To examine the role of DNA double-strand break (DSB) rejoining in cell survival and micronucleus yield after 60Co gamma-irradiation.

Thirteen human cell lines (six glioblastoma, five prostate, one melanoma, one squamous cell carcinoma) were irradiated with 60Co gamma-rays to doses of 0-10Gy for cell survival and micronucleus measurements and 0-100Gy for DSB rejoining. Measurements were performed using standard clonogenic, micronucleus and constant-field gel electrophoresis assays.

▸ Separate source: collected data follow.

PR #1528, opened 2017-09-13
Add custom fields to DiscountCode.

### LINKED ISSUE #1526: Add custom fields to DiscountCode
Our `DiscountCode` type now support custom fields and we have to add support for it.

katmatt:
Closes #1526

### DIFF
--- a/commercetools-models/src/main/java/io/sphere/sdk/discountcodes/commands/updateactions/SetCustomField.java
+++ b/commercetools-models/src/main/java/io/sphere/sdk/discountcodes/commands/updateactions/SetCustomField.java
@@ -1,0 +1,34 @@
+package io.sphere.sdk.discountcodes.commands.updateactions;
+
+import com.fasterxml.jackson.databind.JsonNode;
+import io.sphere.sdk.discountcodes.DiscountCode;
+import io.sphere.sdk.json.SphereJsonUtils;
+import io.sphere.sdk.types.customupdateactions.SetCustomFieldBase;
+
+/**
+ * Updates a custom field.
+ *
+ * {@doc.gen intro}
+ *
+ * {@include.example io.sphere.sdk.discountcodes.DiscountCodeCustomFieldsIntegrationTest#createDiscountCodeWithCustomType()}
+ *
+ * @see io.sphere.sdk.types.Custom
+ */
+public final class SetCustomField extends SetCustomFieldBase<DiscountCode> {
+    private SetCustomField(final String name, final JsonNode value) {
+        super(name, value);
+    }
+
+    public static SetCustomField ofJson(final String name, final JsonNode value) {
+        return new SetCustomField(name, value);
+    }
+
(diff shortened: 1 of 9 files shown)


katmatt:
@acbeni I improved the new tests and the failing tests are our usual flaky tests. That's why I would suggest to do the code review although our tests are failing at the moment.

commercetools-models/src/main/java/io/sphere/sdk/discountcodes/commands/updateactions/SetCustomField.java
```diff
@@ -0,0 +1,34 @@
...
+/**
+ * Updates a custom field.
+ *
+ * {@doc.gen intro}
+ *
+ * {@include.example io.sphere.sdk.discountcodes.DiscountCodeCustomFieldsIntegrationTest#createDiscountCodeWithCustomType()}
+ *
+ * @see io.sphere.sdk.types.Custom
+ */
+public final class SetCustomField extends SetCustomFieldBase<DiscountCode> {
```
acbeni: in most classes that extends `SetCustomFieldBase` we add methods `ofJson`, `ofObject` and `ofUnset`. wouldn't it make sense to add it to `SetCustomFieldBase` 🤔  ?

commercetools-models/src/main/java/io/sphere/sdk/discountcodes/commands/updateactions/SetCustomType.java
```diff
@@ -0,0 +1,45 @@
...
+/**
+ *
+ * Sets/unsets the custom type.
+ *
+ * {@doc.gen intro}
+ *
+ * {@include.example io.sphere.sdk.discountcodes.DiscountCodeCustomFieldsIntegrationTest#setCustomType()}
+ *
+ */
+public final class SetCustomType extends SetCustomTypeBase<DiscountCode> {
```
acbeni: Same for `SetCustomTypeBase`, wouldn't it be more convenient to add `ofTypeKeyAndObjects `, `ofTypeIdAndObjects`, `ofTypeIdAndJson `, `ofTypeKeyAndJson ` and `ofRemoveType` to `SetCustomTypeBase` ?

commercetools-models/src/main/java/io/sphere/sdk/discountcodes/commands/updateactions/SetCustomField.java
katmatt: They're static and always use the specific update action. And since our update action are specific to the resource type they're updating I currently don't see a better design 😞 Only solution that I see is a code generator for this very specific case. But that sounds like overkill to me. What do you think?

acbeni: Yeah the code generator solution seems like an overkill and after looking up there doesen't seem simple workaround 😢 
I would agree to let it that way 👍

PR #1536, opened 2017-09-15
Adding modlarity to sdk

acbeni:
This PR contains only the modularity part of the OSGI PR, the aim of this separation is to provide a kind of modularity that would be necessary for OSGI integration and as a preparation of the java 9 near release.


pom.xml
```diff
@@ -67,7 +67,7 @@
         <tag>HEAD</tag>
     </scm>
     <properties>
-        <jackson.version>2.6.5</jackson.version>
+        <jackson.version>2.8.9</jackson.version>
```
katmatt: This version update is a good idea, but according to our revapi check it introduces some incompatible changes. I'm fine with them, but I will explicitly mention this version update in our release notes.

pom.xml
```diff
@@ -102,6 +102,14 @@
         <maven-surefire-plugin.version>2.19.1</maven-surefire-plugin.version>
         <maven-deploy-plugin.version>2.8.2</maven-deploy-plugin.version>
         <handlebars.version>4.0.6</handlebars.version>
+        <pax-exam.version>4.11.0</pax-exam.version>
```
katmatt: Should we already merge this OSGi specific changes? What do you think?

pom.xml
```diff
@@ -102,6 +102,14 @@
...
+        <pax-exam.logging.version>1.10.1</pax-exam.logging.version>
+        <maven-jar-plugin.version>2.6</maven-jar-plugin.version>
+        <felix.maven.version>3.3.0</felix.maven.version>
```
katmatt: Should we already merge this OSGi specific changes? What do you think?

pom.xml
```diff
@@ -387,6 +435,29 @@
                 </executions>
             </plugin>
             <plugin>
+                <groupId>org.apache.felix</groupId>
```
katmatt: Should we already merge this OSGi specific changes? What do you think?

commercetools-internal-docs/src/main/java/io/sphere/sdk/meta/ReleaseNotes.java
```diff
@@ -207,7 +207,7 @@
  <li class=new-in-release>Added new messages {@link OrderPaymentStateChangedMessage}, {@link PaymentStatusInterfaceCodeSetMessage},
```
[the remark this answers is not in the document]
acbeni: Actually this file is identical to the current RelaseNotes file, i will see if i can remove it from this commit.

commercetools-java-client-ahc-1_8/src/main/java/io/sphere/sdk/client/SphereAsyncHttpClientFactory.java
```diff
@@ -4,13 +4,16 @@
 import io.sphere.sdk.http.AsyncHttpClientAdapter;
 import io.sphere.sdk.http.HttpClient;
 
-public final class SphereAsyncHttpClientFactory {
-    private SphereAsyncHttpClientFactory() {
-    }
+public final class SphereAsyncHttpClientFactory extends SphereHttpClientFactory{
 
     public static HttpClient create() {
```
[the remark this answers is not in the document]
acbeni: Yep that would make sense since it is candidate for removal in the next major release. 👍

commercetools-java-client-ahc-1_9/src/main/resources/META-INF/services/io.sphere.sdk.client.SphereHttpClientFactory
```diff
@@ -0,0 +1 @@
+io.sphere.sdk.client.SphereAsyncHttpClientFactory
```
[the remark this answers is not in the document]
acbeni: 👍  yep i've seen this issue, auomating more is always good 😄

commercetools-java-client-core/src/main/java/io/sphere/sdk/client/SphereHttpClientFactory.java
```diff
@@ -0,0 +1,11 @@
+package io.sphere.sdk.client;
+
+import io.sphere.sdk.http.HttpClient;
+import io.sphere.sdk.models.Base;
+
+
+public abstract class SphereHttpClientFactory extends Base{
```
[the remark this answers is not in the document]
acbeni: 👍  agreed and done.

pom.xml
acbeni: Yep i was also concerned about all the revapi complains, this is actually worth mentioning this in the release since it might create problems for people using jackson transitively from our API.

pom.xml
acbeni: 🤔  wasn't sur about it since it keeps track of only versions used in the osgi integration, but i after rethinking it it might be better to keep it separated in the osgi branch.

pom.xml
acbeni: Same as above
>🤔  wasn't sur about it since it keeps track of only versions used in the osgi integration, but i after rethinking it it might be better to keep it separated in the osgi branch.

pom.xml
acbeni: Same as above

>🤔 wasn't sur about it since it keeps track of only versions used in the osgi integration, but i after rethinking it it might be better to keep it separated in the osgi branch.

PR #1548, opened 2017-09-26
making tests more precise

### LINKED ISSUE #1547: Create maven profile for vulnerability report
Since the `dependency-check-maven` plugin add latency to the building process (which become annoying in the case of repeatable builds 😢 )  i think it should be better to isolate it in a profile, hence it might be executed on demand.

acbeni:
Closes #1547

### DIFF
--- a/.travis.yml
+++ b/.travis.yml
@@ -5,7 +5,7 @@ cache:
   directories:
   - $HOME/.m2
 script:
-  - mvn clean test verify javadoc:aggregate -P javadoc-jdk-8u121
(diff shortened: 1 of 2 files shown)


katmatt:
@acbeni Your change makes our build faster because you put the security check into a profile. Which is a good idea. But why does this change make our tests more precise?

acbeni:
@katmatt sorry didnt mean it makes the tests more precise but rather in case of rebuilding locally, skipping the report generation is a good thing to have 😕

acbeni:
@katmatt as agreed, the profile was added to travis build execution
thanks for pointing it out 🥇

PR #1549, opened 2017-09-26
Project update actions

acbeni:
Integration project update actions to our API


katmatt:
@acbeni Did you consider to generate the `ProjectUpdateCommand` with our code generator by adding the following annotations?
```
@ResourceInfo(pluralName = "projects", pathElement = "")
@HasUpdateCommand
```

acbeni:
@katmatt actually that was my first reflection but then the element `Project` should implement [`Versioned`](https://github.com/commercetools/commercetools-jvm-sdk/blob/master/commercetools-sdk-base/src/main/java/io/sphere/sdk/models/Versioned.java) unfortunatly the `Project` class lacks the attribute `id` wich wouldn't work for our model 😞

commercetools-models/src/main/java/io/sphere/sdk/projects/commands/ProjectUpdateCommand.java
```diff
@@ -0,0 +1,41 @@
...
+import io.sphere.sdk.projects.Project;
+
+import java.util.Collections;
+import java.util.List;
+
+/**
+ * Update commands for the {@link Project} entity
+ *{@include.example io.sphere.sdk.projects.commands.ProjectUpdateActionsIntegrationTest#execution()}
+ */
+@JsonDeserialize(as = ProjectUpdateCommandImpl.class)
```
katmatt: Is this annotation really necessary? We only serialize commands, but never derislize them.

commercetools-models/src/test/java/io/sphere/sdk/projects/commands/ProjectUpdateActionsIntegrationTest.java
```diff
@@ -0,0 +1,109 @@
...
+                ChangeName.of(PROJECT_NAME),
+                ChangeCurrencies.of(PROJECT_CURRENCIES),
+                ChangeCountries.of(PROJECT_COUNTRIES),
+                ChangeLanguages.of(PROJECT_LANGUAGES),
+                ChangeMessagesEnabled.of(PROJECT_MESSAGES_ENABLED)
+        ));
+
+        final Project updatedProject = client().executeBlocking(updateCommand);
+
+        softAssert(soft -> {
```
katmatt: I never used `softAssert`, but after reading the javadoc I really like it 👍

commercetools-models/src/test/java/io/sphere/sdk/projects/commands/ProjectUpdateActionsIntegrationTest.java
```diff
@@ -0,0 +1,109 @@
...
+    private static final String PROJECT_NAME = "TestProject";
+    private static final List<String> PROJECT_CURRENCIES = Arrays.asList(EUR.getCurrencyCode(), USD.getCurrencyCode());
+    private static final List<CountryCode> PROJECT_COUNTRIES = Arrays.asList(CountryCode.DE, CountryCode.US);
+    private static final List<Locale> PROJECT_LOCALES = Arrays.asList(Locale.GERMANY, new Locale("de", "AT"), Locale.ENGLISH);
+    private static final List<String> PROJECT_LANGUAGES = PROJECT_LOCALES.stream().map(Locale::toLanguageTag).collect(Collectors.toList());
+    private static final Boolean PROJECT_MESSAGES_ENABLED = true;
+
+    @BeforeClass
+    @AfterClass
+    public static void resetProject() {
```
katmatt: I like the idea to run this after and before the test 👍

commercetools-models/src/main/java/io/sphere/sdk/projects/commands/ProjectUpdateCommand.java
acbeni: 👍  good catch, actually its not necessary, so i would better eliminate it to avoid confusion.

PR #1554, opened 2017-09-27
Fixing CI fail regarding "trialUntil" parsing problem.

acbeni:


commercetools-models/src/main/java/io/sphere/sdk/projects/ProjectImpl.java
```diff
@@ -0,0 +1,20 @@
...
+
+import com.fasterxml.jackson.annotation.JsonCreator;
+import com.fasterxml.jackson.databind.annotation.JsonDeserialize;
+import com.neovisionaries.i18n.CountryCode;
+
+import javax.annotation.Nullable;
+import java.time.ZonedDateTime;
+import java.util.List;
+
+class ProjectImpl extends ProjectImplBase {
```
katmatt: I guess our code rule validation will report a missing `final` modifier here 😉

acbeni:
Yep making this class modifier makes sense 👍 
Good catch 😊

PR #1557, opened 2017-09-28
#1556: activate build profile avadoc-jdk-8u121 by default

### LINKED ISSUE #1556: Activate profile javadoc-jdk-8u121 by default
We should activate the `javadoc-jdk-8u121` in our maven build by default. The reasoning behind it is that more people are now using a new JDK 8 than an old one.

andrii-kovalenko-ct:
resolves #1556

### DIFF
--- a/pom.xml
+++ b/pom.xml
@@ -547,11 +547,8 @@
         </profile>
         <profile>
             <id>javadoc-jdk-8u121</id>
-            <!--
-                This profile is currently only activated for the given JDK, but can be manually activated by passing
-                the -Pjavadoc-jdk-8u121 option to maven.
-            -->
             <activation>
+                <activeByDefault>true</activeByDefault>
                 <jdk>1.8.0_121</jdk>
             </activation>
             <properties>
--- a/.travis.yml
+++ b/.travis.yml
@@ -5,7 +5,7 @@ cache:
   directories:
   - $HOME/.m2
 script:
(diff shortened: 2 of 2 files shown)


pom.xml
```diff
@@ -547,11 +547,8 @@
         </profile>
         <profile>
             <id>javadoc-jdk-8u121</id>
-            <!--
```
katmatt: Great that you removed this now unnecessary comment :1st_place_medal:

andrii-kovalenko-ct:
@katmatt 
>Only change request: Can you please remove the profile from the .travis file?

6e27484013

katmatt:
@andrii-kovalenko-ct I'm really sorry, but looks like we have to keep the profile in the `.travis` file because we added another one recently. And as soon as you specify one, the default ones are disabled. So please revert your last commit and then we can merge your PR.

andrii-kovalenko-ct:
@katmatt 
i had such a doubt, but i thought it is just a doubt :)
d764d8d5fd

andrii-kovalenko-ct:
don't you think we should activate both `javadoc-jdk-8u121` and `dependency-check` by default?

katmatt:
@andrii-kovalenko-ct No, `dependency-check` performs a security check of our dependencies and decreases the local build time a lot.

andrii-kovalenko-ct:
ok, got it

Issue #1527, opened 2017-09-12
Add convenience methods to generated builder classes


acbeni:
Avoid unnecessary extensions of the generated builder classes by adding convenience methods such as withers ...

in the case of collections find a way to initiate them when they are nullable in order to avoid null check later (which would allow to avoid bugs such as `plusFieldDefinitions causes NPE #1514`)

This might allow to remedy issue #1506.

acbeni:
@katmatt as discussed, it dosen't make a lot of sense to modify the code generator since it would be removed anyways later, a more simplistic idea would be: 

* Add the Class name when calling static method of mother classes in order to avoid problems with scala (for ex #1506)
* if possible, add a rule to check that we call mother static methods with the name of the mother class (if not possible, with a reasonable amount of effort, we can just rely on issues report to treat each case separately)
* See how we can translate the null collections semantic to empty collections in order to avoid issues such as #1514.

acbeni:
@katmatt issue update

> Add the Class name when calling static method of mother classes in order to avoid problems with scala (for ex #1506)

this doesn't seem quite the solution since through inheritance, the number of inherited static methods candidate for override become big and it adds a lot of noise to override them in the child classes.

>if possible, add a rule to check that we call mother static methods with the name of the mother class (if not possible, with a reasonable amount of effort, we can just rely on issues report to treat each case separately)

this seems not easy with current rule checker, maybe with the introduction of sonarQube or another style check framework we would be able to do so 

> See how we can translate the null collections semantic to empty collections in order to avoid issues such as #1514.

this has been successfully added through PR #1535 

@katmatt should we close this issue or keep it as a follow up for the scala compatibility issue?

katmatt:
I think we should close it and we should continue with #1506.

acbeni:
@katmatt sounds good for me 👍 
well keep only #1506

PR #1576, opened 2017-10-13
1572 draft builders setters

andrii-kovalenko-ct:
according to #1527:
  - update **all** `@ResourceDraftValue` drafts so they have _gettersForBuilder = true_
  - as a boy-scout approach: in some of those drafts re-order annotation properties so have the same order in all sources.


katmatt:
Created follow up issue #1580

PR #1578, opened 2017-10-16
Replace OWASP plugin with snyk vulnerability check.

### LINKED ISSUE #1574: Vulnerability check slows down build
Owasp makes our build slower than it already is, we should think about moving to OWASP.

acbeni:
fixes #1574

### DIFF
--- a/README.md
+++ b/README.md
@@ -4,6 +4,7 @@
 
 [![][travis img]][travis]
 [![][maven img]][maven]
+[![][snyk img]][snyk]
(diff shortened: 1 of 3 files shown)


README.md
```diff
@@ -4,6 +4,7 @@
 
 [![][travis img]][travis]
 [![][maven img]][maven]
+[![][snyk img]][snyk]
```
katmatt: Cool, it even supports badges 👍

PR #1587, opened 2017-10-17
Order by order number

### LINKED ISSUE #1562: Get/Update/Delete order by order number
We should add support for getting, updating and deleting of an `Order` by it's order number. And we should take the chance to review our code generator, may be it makes sense to make it more generic with regards to the property that it uses in the generated code (currently we only support the more common `id` and `key`).

katmatt:
Closes #1562


acbeni:
But these tests fail even locally
`OrderDeleteCommandIntegrationTest`
`OrderUpdateCommandIntegrationTest`
`OrderQueryIntegrationTest`

katmatt:
@acbeni At least one test was successful 😉 Would be great if you take another look at my most recent changes 😄

acbeni:
@katmatt yep i saw it yesterday, i just restated the test that fails just to make sure it's just a temporary failure 😄

acbeni:
you are good to merge 👍

PR #942, opened 2024-08-14
fix: map key filtering from showing column name

SpencerTorres:
This fixes a regression from #862 that caused the column name to show up in the map key filter dropdown instead of showing the actual key being filtered. The filter still works but it's a confusing visual bug

changes:
- Map key now correctly shows in filter
- Updated changelog

broken:
before fix

fixed:
after fix

### DIFF
--- a/CHANGELOG.md
+++ b/CHANGELOG.md
@@ -1,5 +1,11 @@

Radioresistance and micronucleus yield were positively correlated (r=0.74, p=0.004). A significant cell type-dependent correlation was demonstrated between total (0-20 h) DSB rejoining and cell survival (r=0.86, p=0.03 for glioblastomas; r=0.79, p=0.04 for other cell lines), with more resistant cell lines showing higher levels of DSB rejoining. No relationship was apparent between fast (0-2 h) or slow (2-20 h) DSB rejoining and clonogenic survival. While there was no relationship between total or slow DSB rejoining and micronucleus yield, a significant and cell type-specific correlation emerged between fast rejoining and micronucleus yield for the glioblastomas (r=0.89, p=0.04) and other cell lines (r=0.76, p=0.04). Cell lines with higher levels of DSB rejoining within 2 h of irradiation showed higher yields of micronuclei.

Fast DSB rejoining, possibly through interaction with slow DSB rejoining, appears to play an important role in the formation of micronuclei. However, total DSB rejoining reflects intrinsic radiosensitivity. Consideration of differences in DSB rejoining kinetics might contribute to a better understanding of the significance of cell survival and micronucleus data in the clinical and radiation protection setting.